Required work:
Determine how many lines in the entries below hold "wrapidx". Respond with that number only.

Input:
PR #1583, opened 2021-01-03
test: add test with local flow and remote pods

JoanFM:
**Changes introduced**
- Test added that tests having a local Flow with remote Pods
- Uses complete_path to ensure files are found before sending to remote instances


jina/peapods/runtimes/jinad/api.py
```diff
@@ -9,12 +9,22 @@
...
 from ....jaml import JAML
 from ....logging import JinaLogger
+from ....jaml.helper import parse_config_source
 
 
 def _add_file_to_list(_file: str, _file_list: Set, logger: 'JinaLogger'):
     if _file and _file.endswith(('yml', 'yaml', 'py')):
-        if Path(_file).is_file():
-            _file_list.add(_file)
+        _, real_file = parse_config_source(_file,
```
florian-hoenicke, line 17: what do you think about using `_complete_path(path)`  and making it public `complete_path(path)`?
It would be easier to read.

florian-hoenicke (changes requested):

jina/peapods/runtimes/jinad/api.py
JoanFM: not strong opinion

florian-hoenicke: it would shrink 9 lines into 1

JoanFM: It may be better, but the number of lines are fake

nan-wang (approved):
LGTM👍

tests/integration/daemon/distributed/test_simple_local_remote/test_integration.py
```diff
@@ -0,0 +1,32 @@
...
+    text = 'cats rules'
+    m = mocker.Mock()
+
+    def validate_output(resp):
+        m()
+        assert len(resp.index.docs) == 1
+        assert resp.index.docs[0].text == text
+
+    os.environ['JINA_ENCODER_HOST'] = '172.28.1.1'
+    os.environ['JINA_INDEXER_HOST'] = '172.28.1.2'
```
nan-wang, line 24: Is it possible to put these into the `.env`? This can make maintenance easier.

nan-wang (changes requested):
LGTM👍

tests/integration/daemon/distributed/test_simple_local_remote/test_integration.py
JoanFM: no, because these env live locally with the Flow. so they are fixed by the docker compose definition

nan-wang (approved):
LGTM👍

...

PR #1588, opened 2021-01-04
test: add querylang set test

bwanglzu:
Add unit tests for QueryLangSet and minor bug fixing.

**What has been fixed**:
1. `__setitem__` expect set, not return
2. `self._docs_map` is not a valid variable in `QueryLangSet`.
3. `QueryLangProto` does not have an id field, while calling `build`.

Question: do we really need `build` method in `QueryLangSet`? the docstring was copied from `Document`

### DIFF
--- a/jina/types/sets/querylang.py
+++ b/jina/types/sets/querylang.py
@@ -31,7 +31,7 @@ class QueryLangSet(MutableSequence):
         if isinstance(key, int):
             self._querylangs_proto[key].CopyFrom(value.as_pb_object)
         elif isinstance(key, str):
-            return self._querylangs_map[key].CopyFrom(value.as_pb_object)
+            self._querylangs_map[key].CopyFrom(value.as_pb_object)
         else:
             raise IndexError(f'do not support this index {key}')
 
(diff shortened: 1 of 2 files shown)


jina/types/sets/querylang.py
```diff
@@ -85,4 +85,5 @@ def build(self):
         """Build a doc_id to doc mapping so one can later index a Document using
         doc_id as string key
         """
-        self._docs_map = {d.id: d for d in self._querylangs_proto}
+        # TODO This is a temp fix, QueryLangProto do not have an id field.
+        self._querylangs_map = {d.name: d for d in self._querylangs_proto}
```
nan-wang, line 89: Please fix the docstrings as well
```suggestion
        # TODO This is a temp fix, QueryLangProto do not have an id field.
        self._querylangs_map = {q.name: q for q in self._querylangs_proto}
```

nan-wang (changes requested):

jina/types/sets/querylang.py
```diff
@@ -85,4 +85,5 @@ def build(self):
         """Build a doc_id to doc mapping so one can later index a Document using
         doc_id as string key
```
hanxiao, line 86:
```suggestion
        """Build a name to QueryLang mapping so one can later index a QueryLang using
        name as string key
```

---

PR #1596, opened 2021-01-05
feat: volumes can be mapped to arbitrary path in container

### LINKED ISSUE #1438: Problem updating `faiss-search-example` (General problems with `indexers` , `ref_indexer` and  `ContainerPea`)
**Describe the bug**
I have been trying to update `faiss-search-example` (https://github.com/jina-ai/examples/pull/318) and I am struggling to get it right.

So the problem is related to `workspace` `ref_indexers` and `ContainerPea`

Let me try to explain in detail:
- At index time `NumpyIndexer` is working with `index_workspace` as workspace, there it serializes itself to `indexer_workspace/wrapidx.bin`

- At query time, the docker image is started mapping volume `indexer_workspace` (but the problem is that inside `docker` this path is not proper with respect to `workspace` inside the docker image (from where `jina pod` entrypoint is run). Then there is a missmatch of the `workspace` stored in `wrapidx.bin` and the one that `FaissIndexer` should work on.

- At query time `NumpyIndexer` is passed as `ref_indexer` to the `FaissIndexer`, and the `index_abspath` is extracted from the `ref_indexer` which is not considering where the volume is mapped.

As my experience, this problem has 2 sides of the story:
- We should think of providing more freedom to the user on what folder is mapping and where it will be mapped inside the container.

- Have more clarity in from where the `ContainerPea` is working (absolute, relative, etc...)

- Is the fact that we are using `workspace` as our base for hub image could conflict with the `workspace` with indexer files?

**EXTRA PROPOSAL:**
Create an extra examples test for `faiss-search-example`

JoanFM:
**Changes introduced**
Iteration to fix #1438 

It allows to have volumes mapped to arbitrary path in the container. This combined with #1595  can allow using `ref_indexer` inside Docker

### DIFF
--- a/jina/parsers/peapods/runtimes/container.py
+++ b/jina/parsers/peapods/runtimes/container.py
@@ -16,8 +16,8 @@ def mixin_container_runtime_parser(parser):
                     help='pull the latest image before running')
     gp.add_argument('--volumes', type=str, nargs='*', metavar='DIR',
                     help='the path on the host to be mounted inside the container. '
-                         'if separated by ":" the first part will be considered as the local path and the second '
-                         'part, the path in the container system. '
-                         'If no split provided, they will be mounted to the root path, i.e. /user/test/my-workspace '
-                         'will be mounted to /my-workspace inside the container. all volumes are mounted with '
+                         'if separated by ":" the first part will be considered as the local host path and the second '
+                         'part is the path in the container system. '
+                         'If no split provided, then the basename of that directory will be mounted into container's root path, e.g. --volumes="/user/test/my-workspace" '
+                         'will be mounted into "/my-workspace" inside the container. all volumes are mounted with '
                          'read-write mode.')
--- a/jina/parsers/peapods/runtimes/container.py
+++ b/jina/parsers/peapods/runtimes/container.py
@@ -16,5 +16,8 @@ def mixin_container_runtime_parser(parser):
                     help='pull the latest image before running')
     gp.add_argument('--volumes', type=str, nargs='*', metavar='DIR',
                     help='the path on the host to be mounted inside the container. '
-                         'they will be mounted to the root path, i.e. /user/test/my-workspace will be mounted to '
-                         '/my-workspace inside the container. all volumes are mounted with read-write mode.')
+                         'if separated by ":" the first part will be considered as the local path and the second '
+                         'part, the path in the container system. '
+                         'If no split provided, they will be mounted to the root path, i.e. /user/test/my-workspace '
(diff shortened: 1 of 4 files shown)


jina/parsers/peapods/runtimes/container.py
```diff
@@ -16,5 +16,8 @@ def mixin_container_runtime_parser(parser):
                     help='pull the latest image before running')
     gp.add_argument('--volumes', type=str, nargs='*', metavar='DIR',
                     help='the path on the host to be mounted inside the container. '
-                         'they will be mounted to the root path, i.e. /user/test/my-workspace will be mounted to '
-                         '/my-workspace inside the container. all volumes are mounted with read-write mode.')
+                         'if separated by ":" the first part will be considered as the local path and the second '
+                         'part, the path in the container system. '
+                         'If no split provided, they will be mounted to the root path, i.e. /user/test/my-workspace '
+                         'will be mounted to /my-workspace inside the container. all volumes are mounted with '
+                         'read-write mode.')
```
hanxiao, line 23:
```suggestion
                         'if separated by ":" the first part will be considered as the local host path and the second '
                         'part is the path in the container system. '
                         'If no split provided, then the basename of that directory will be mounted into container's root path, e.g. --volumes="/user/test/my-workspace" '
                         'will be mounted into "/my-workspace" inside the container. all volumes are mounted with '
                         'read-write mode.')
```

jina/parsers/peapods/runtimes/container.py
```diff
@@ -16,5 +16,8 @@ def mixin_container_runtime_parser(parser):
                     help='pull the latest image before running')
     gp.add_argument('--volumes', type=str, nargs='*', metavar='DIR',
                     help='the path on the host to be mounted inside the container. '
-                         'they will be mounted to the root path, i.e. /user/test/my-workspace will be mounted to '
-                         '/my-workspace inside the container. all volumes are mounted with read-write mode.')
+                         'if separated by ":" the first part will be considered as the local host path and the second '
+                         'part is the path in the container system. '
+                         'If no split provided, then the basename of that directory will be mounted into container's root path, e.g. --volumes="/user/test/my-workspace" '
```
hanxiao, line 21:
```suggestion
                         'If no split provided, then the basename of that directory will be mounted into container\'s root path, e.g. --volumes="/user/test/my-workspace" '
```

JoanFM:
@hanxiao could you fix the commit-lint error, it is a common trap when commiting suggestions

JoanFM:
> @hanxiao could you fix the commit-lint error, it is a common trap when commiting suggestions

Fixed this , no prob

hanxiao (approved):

Solution for this exercise:
2